F1 = 2 * Precision * Recall / (Precision + Recall)

Model selection balances interpretability (logistic) and screening sensitivity (tree-based learners).

10) Planned Spatial/Multilevel Extension

logit(p_{ij}) = beta_0 + X_{ij} beta + u_j + s_j

where u_j ~ N(0, sigma_u^2) and s_j is spatially structured (CAR/BYM-style).

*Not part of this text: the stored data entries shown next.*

PR #1034, opened 2026-09-01
Refactor (re-write) UI topology logic

tomk-amd:
## Motivation

Simplify the topology logic / model on the UI side.  Remove track topology object.

Fix the issue where node ordering can differ on different systems. (stl hash map implementation differences).

AI descriptions follow:

The controller already hands the View a parent-linked topology tree. The View
flattened it into eight `unordered_map`s with the parent/child edges degraded to
id vectors, and then `TrackTopology` reassembled a nested mirror hierarchy
(`TopologyModel` and its `*Model` structs) back out of those maps in ~340 lines
of five-deep loops. Everything downstream navigated the mirror through LUT
chains like `node_lut[n]->processor_lut[p]->queue_lut[id]`.

## Technical Details

This replaces both layers with one tree that the UI reads directly.

- **`TopologyDataModel` becomes `TopologyTree`** (`src/view/src/model/`): an
  arena owning every node, with `TopologyNode` as the base for the `*Info`
  structs. Children are real edges, so the `*_ids` vectors are gone, and a queue
  exists once while hanging off both its processor and each stream that
  dispatches to it. `DeviceInfo` is renamed `ProcessorInfo` to match the
  controller.
- **Nodes bind `track_id`, not `graph_index`.** A graph index is presentation
  order, which now changes on every sort, and caching it in the topology created
  a cycle: tree order determined `TrackInfo::index`, while `UpdateGraphs()` wrote
  `index` back into the tree. A drag-reorder fired `kTrackMetadataChanged`, which
  made `TrackTopology` recompute the very order vector `TimelineView` was
  pointing at. The tree is now a pure input to ordering and never a consumer.
- **`TrackTopology` is deleted, not merged.** Its two remaining jobs went to
  their owners: `SideBar` builds the presentation tree it draws, and the sort
  order lives in `TopologyTree::GetTrackOrder()`. `TreeNode` / `LeafNode` keep
  only the genuinely presentational state (group headers, eye-state cache, node
  colors, inline processor rows), so the same conflation cannot reappear.
- **`TrackDetails` builds its own tables for the selected tracks.** `InfoTable`
  (renamed `DetailsTable` to stop colliding with the database type of that name)
  was precomputed for every node in the trace and `FormatCells()` re-walked the
  entire topology on every time-format change — to serve a pane showing one to
  five tracks. Cells now carry an `is_time` flag instead of a `std::function`
  capturing `TrackTopology* this` inside the data model.
- **`GetRevision()` replaces the shared `Dirty()` flag and `kTopologyChanged`,**
  so each consumer remembers the revision it last built against and the sidebar
  rebuilding no longer forces Track Details to rebuild.

### Fixes along the way

- **Stream subtrees came up empty on multinode and compare traces.** A stream's
  processors were looked up by `id.fields.id` while the processor map was keyed
  by `id.value`. The full `TopologyId` is now the node's id.
- **"Sort by topology" silently fell back to Default** on any trace with tracks
  the sidebar tree did not cover, because `SetTrackIndex` rejects anything short
  of a full permutation. `TimelineView` now appends the uncovered tracks.
- **`GetNodeDisplayIndex()` copied every node id into a vector and sorted it on
  each call,** once per track during render. The rank is assigned once at load.

Net -294 lines.

## Test plan

- [x] Both UI suites pass (`ctest -R roc-optiq-ui-tests`), at each of the three
      commits rather than only at the tip.
- [x] Added `sys_sidebar_topology_tree_populates`. The topology pane had **no**
      coverage, so a projection that never got built would have rendered an empty
      sidebar and still shown green. It asserts the tree is built, every leaf's
      track id resolves to a live track, and the derived sort order is a
      complete, duplicate-free permutation. Verified the test actually executes
      by temporarily inverting its leaf-count assertion and confirming the suite
      fails.
- [x] Moved sidebar builders diffed line-by-line against the deleted originals,
      and the flattened track order reproduces the old sidebar-derived walk
      (including the inline queues under a stream leaf).
- [x] **Needs a reviewer with a multinode or compare trace.** Node ordering, the
      color-wheel index, and the `TopologyId::instance` bits all interact with
      `display_index`, and the stream-subtree keying fix above is only observable
      there. The sample traces in `sample/` are single-node.


src/view/src/model/rocprofvis_topology_model.h
```diff
@@ -5,106 +5,325 @@
...
+    // Lookup shortcuts.
+    const NodeInfo*      GetNode(uint64_t node_id) const;
+    const ProcessorInfo* GetProcessor(uint64_t processor_id) const;
+    const ProcessInfo*   GetProcess(uint64_t process_id) const;
+    const QueueInfo*     GetQueue(uint64_t queue_id, uint64_t processor_id) const;
+    const CounterInfo*   GetCounter(uint64_t counter_id) const;
+    const ThreadInfo*    GetThread(uint64_t thread_id, ThreadInfo::Kind kind) const;
+
+    ProcessorInfo* GetProcessorMutable(uint64_t processor_id) const;
+    QueueInfo*     GetQueueMutable(uint64_t queue_id, uint64_t processor_id) const;
```
drchen-amd: I don't think these GetXMutable should be const.

src/view/src/model/rocprofvis_topology_model.h
```diff
@@ -5,106 +5,325 @@
...
+    static const std::vector<TopologyNode*>& EmptyChildList();
+
+    TopologyNodeType                                       m_type;
+    uint64_t                                               m_id;
+    std::string                                            m_name;
+    std::string                                            m_header;
+    TopologyNode*                                          m_parent;
+    std::map<TopologyNodeType, std::vector<TopologyNode*>> m_children;
+    std::map<TopologyNodeType, std::vector<TopologyNode*>> m_linked_children;
+    std::vector<TopologyNode*>                             m_secondary_parents;
```
drchen-amd, line 93: I wonder if it would be better if `m_secondary_parents` and `m_linked_children` became properties of `SteamInfo/QueueInfo` instead of base? 

I don't think they're relevant for other types. `m_secondary_parents/GetSecondaryParents()` is unused at the moment, and `m_linked_children/GetLinkedChildren()` is used in two places that already know they are dealing with `StreamInfo`s. If they get moved into `StreamInfo/QueueInfo`, it would be clearer that they represent child queues/parent streams.

tomk-amd: I'd prefer for them to be general properties.  Right now queues and streams have this secondary relationship, but in the future we may encounter other cases.  I'd prefer it to be a general property of the "tree" than just some specific node types.

src/view/src/model/rocprofvis_model_types.h
```diff
@@ -154,77 +154,8 @@ struct EventInfo
...
-
-struct CounterInfo : public IterableInfo
-{
-    uint64_t    device_id;  // ID of owning device.
-    std::string description;
-    std::string units;
-    std::string value_type;
-};
+// Topology types (NodeInfo, ProcessorInfo, ProcessInfo, ...) live with the tree
+// that owns them, in rocprofvis_topology_model.h.
```
drchen-amd: I don't think knowing that something used to be here is useful.

drchen-amd (approved):

src/view/src/model/rocprofvis_model_types.h
tomk-amd: It was obviously useful to the author :)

Exploratory spatial autocorrelation metric:

I = (n/S_0) * [sum_i sum_j w_ij(z_i-z_bar)(z_j-z_bar)] / [sum_i(z_i-z_bar)^2]

11) Key Empirical Findings

Strongest determinants: wealth, maternal education, ANC checkups, block-level location, and delivery place.
Lower wealth quintiles and lower maternal education substantially reduce odds of being on-track.
First-learner analysis shows pronounced deficits in core learning items (letters, numbers, counting).
Tree models typically provide higher recall, while logistic remains most interpretable for determinants.

This project combines social-epidemiological interpretation with predictive modeling so findings are both statistically defensible and policy actionable.